Source data>
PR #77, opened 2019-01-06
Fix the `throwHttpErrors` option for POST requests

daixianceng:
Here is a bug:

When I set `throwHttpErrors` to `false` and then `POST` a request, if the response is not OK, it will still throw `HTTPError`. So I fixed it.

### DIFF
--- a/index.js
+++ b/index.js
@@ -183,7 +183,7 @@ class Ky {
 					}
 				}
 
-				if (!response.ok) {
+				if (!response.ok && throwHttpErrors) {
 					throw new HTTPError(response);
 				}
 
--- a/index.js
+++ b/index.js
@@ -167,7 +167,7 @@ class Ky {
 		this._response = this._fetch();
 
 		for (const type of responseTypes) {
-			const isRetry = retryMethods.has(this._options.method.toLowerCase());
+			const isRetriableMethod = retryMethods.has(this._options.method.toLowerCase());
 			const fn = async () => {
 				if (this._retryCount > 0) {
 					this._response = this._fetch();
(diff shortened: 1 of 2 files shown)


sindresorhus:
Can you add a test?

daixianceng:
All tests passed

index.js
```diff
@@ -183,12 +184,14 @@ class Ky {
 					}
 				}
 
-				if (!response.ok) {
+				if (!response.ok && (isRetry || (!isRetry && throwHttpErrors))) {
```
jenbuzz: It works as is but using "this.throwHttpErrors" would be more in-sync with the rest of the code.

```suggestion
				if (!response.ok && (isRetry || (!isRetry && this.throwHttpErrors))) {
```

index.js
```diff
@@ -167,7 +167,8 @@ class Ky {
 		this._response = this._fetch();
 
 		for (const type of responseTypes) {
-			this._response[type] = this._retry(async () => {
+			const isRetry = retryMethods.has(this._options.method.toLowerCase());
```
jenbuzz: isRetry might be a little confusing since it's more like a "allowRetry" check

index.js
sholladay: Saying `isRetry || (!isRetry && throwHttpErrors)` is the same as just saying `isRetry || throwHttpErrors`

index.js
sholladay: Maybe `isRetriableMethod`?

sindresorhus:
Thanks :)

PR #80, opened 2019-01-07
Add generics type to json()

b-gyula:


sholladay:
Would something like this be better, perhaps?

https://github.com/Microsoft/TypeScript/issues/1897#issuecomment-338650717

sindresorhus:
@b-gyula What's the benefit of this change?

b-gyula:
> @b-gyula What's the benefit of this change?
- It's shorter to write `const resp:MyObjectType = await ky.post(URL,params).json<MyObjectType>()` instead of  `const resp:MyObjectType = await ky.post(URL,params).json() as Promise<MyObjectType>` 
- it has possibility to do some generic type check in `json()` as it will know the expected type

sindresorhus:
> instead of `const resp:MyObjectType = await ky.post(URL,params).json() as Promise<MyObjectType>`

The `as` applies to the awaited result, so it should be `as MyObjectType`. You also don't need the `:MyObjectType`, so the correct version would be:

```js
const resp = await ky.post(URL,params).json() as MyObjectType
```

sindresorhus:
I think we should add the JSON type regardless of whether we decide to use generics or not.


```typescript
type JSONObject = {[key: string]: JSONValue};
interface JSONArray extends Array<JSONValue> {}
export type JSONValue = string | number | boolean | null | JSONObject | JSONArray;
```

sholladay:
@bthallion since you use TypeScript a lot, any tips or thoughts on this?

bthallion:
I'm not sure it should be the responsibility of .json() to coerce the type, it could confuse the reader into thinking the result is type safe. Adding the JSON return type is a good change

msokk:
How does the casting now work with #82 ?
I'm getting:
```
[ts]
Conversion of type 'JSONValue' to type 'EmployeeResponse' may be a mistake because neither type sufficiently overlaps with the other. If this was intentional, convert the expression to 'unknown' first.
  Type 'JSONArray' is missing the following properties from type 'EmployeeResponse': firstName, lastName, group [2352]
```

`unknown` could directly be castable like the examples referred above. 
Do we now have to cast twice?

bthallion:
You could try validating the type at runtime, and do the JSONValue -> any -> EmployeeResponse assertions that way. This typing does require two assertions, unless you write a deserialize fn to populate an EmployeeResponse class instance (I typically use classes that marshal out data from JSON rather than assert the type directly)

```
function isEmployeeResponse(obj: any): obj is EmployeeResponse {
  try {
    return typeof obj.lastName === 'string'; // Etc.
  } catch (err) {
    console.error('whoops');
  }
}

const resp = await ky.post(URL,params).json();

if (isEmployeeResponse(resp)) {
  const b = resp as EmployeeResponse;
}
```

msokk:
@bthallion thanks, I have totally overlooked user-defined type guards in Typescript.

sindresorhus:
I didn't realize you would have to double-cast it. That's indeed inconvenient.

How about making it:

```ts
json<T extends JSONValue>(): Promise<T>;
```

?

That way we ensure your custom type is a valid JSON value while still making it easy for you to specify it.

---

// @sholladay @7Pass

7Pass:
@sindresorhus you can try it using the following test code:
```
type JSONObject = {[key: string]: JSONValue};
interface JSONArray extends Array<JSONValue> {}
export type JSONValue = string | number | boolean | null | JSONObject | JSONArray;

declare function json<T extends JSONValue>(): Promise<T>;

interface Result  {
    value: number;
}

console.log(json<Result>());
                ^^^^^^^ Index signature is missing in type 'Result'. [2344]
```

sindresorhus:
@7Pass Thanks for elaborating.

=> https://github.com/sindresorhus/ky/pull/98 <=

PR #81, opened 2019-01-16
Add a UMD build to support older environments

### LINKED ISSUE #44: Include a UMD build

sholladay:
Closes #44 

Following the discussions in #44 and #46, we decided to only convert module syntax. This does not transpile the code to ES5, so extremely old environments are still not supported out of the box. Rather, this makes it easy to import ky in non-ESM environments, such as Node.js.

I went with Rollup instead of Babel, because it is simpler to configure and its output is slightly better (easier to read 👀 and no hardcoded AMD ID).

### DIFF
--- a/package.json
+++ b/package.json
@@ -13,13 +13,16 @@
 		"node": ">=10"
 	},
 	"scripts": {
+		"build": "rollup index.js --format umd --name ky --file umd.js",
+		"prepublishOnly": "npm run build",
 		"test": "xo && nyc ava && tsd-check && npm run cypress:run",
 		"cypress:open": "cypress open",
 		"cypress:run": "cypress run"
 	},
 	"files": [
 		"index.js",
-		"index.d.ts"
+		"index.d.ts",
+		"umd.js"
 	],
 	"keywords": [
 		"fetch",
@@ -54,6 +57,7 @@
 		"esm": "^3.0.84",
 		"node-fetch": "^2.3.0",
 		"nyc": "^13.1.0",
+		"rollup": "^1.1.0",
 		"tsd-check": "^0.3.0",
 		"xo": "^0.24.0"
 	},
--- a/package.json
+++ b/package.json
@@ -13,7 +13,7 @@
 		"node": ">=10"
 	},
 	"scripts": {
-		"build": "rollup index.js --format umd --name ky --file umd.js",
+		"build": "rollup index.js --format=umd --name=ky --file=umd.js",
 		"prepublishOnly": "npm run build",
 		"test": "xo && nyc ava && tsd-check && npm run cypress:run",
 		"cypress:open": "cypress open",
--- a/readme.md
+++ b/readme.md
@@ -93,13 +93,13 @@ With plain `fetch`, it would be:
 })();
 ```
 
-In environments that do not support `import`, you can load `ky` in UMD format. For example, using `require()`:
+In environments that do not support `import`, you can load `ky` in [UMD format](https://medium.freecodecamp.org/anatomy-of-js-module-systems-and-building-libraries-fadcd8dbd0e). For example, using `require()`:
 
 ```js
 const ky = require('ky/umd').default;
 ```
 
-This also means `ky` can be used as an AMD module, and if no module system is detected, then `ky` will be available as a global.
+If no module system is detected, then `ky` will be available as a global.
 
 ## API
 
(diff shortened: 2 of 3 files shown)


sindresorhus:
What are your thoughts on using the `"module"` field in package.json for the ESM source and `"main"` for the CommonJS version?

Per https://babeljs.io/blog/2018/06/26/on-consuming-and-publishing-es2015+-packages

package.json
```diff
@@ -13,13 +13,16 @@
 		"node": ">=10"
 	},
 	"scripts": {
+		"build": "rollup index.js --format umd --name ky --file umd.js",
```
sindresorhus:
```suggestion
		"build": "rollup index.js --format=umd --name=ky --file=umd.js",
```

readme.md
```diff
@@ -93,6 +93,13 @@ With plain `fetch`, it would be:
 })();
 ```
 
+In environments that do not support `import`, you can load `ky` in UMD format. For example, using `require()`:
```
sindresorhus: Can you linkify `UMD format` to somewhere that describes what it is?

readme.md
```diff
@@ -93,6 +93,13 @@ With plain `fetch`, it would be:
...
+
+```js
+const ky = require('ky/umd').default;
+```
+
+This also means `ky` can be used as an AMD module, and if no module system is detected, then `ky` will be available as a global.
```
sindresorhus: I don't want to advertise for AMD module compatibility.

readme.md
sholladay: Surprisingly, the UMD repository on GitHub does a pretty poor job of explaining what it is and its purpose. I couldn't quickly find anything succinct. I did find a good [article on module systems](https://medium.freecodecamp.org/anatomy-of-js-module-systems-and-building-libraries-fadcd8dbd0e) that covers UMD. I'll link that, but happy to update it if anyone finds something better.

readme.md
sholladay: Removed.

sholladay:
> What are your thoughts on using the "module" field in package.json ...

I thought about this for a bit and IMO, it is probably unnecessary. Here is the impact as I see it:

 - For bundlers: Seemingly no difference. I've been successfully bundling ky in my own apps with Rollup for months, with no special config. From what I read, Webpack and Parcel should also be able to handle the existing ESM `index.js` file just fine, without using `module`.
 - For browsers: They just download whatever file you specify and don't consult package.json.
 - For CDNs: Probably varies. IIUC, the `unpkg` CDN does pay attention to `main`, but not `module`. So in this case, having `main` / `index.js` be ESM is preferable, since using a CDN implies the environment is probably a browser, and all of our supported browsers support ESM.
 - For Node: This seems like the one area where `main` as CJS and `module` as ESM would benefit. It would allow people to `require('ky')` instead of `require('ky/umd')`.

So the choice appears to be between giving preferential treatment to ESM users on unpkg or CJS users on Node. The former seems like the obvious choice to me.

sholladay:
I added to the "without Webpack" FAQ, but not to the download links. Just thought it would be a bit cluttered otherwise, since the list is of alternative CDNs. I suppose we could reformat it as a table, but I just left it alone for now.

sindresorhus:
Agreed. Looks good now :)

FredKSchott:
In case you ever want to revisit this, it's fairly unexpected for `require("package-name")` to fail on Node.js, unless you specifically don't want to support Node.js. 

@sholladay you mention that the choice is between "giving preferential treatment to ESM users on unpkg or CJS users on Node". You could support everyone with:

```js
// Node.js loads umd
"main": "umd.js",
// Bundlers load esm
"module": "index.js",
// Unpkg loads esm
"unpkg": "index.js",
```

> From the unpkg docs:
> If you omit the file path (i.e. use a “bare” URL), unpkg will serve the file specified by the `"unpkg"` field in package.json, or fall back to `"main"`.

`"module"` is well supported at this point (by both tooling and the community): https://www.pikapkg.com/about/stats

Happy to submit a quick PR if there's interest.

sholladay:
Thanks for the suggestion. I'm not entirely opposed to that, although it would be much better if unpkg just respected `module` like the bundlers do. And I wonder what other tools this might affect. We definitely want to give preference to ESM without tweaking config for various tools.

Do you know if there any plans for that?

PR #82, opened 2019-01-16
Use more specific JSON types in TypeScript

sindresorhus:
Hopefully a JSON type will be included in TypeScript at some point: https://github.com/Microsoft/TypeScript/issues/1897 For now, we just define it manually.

Work request> Which lines in the material above include the string "point"? Pull them out.

Your solution>
`"module"` is well supported at this point (by both tooling and the community): https://www.pikapkg.com/about/stats
Hopefully a JSON type will be included in TypeScript at some point: https://github.com/Microsoft/TypeScript/issues/1897 For now, we just define it manually.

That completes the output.